Go through the records and copy each line where the word "Integer" occurs.

┌──

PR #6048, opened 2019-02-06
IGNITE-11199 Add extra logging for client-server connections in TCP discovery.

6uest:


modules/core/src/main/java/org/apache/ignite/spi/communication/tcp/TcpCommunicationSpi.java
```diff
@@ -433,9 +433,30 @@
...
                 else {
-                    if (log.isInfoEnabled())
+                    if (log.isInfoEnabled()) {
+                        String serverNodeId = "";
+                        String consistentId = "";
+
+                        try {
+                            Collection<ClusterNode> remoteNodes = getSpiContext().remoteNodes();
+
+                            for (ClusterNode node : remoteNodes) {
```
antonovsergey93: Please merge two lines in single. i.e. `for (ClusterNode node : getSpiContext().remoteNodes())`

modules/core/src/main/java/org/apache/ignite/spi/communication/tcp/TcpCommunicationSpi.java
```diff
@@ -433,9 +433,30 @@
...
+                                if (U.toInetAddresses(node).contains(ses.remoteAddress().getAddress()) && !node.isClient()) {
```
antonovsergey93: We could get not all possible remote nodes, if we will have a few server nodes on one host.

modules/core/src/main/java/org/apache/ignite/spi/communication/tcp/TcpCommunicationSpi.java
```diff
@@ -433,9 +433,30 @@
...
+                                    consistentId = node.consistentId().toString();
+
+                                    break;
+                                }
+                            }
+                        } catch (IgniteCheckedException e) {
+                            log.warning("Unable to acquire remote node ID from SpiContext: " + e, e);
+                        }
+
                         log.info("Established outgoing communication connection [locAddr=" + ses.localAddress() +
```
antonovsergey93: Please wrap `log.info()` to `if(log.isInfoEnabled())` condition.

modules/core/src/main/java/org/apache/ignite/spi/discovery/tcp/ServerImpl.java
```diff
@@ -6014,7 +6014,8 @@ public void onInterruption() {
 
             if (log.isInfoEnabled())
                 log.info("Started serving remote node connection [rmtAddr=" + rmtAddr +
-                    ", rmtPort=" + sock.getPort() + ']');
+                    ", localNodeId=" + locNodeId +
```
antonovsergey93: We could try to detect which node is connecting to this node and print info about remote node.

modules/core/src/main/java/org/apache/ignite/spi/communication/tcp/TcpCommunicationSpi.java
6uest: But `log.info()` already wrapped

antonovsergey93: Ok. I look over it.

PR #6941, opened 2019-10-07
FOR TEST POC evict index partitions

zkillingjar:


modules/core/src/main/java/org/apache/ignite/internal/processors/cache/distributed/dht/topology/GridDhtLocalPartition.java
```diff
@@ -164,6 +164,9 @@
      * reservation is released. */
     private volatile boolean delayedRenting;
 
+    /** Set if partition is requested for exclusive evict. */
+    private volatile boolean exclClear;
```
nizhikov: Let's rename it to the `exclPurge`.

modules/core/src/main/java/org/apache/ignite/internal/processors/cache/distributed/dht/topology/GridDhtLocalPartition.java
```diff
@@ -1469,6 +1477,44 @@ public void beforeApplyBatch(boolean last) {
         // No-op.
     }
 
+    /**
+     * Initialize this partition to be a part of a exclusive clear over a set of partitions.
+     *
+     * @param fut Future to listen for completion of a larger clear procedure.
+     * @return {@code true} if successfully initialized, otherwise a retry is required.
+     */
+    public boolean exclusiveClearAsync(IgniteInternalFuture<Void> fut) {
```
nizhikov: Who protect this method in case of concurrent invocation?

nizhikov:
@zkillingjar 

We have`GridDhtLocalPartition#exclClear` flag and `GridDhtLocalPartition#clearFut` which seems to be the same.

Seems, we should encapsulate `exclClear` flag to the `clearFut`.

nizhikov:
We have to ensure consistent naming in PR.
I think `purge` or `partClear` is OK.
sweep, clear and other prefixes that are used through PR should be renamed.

└──
┌──

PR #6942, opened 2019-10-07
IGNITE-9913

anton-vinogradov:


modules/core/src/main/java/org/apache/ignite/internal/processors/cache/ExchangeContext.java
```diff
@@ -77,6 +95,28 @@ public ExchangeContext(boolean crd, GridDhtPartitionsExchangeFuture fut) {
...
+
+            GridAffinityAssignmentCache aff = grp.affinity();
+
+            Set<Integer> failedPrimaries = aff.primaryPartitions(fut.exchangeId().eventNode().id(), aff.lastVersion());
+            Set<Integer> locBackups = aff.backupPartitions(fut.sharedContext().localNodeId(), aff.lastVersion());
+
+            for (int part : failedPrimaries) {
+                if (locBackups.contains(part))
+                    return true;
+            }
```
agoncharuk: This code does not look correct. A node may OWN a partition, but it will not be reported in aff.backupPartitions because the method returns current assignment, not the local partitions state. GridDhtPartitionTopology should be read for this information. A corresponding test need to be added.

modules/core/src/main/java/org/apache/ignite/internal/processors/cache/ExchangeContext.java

└──

* **RESULT OF THE TASK**:
+            Set<Integer> failedPrimaries = aff.primaryPartitions(fut.exchangeId().eventNode().id(), aff.lastVersion());
+            Set<Integer> locBackups = aff.backupPartitions(fut.sharedContext().localNodeId(), aff.lastVersion());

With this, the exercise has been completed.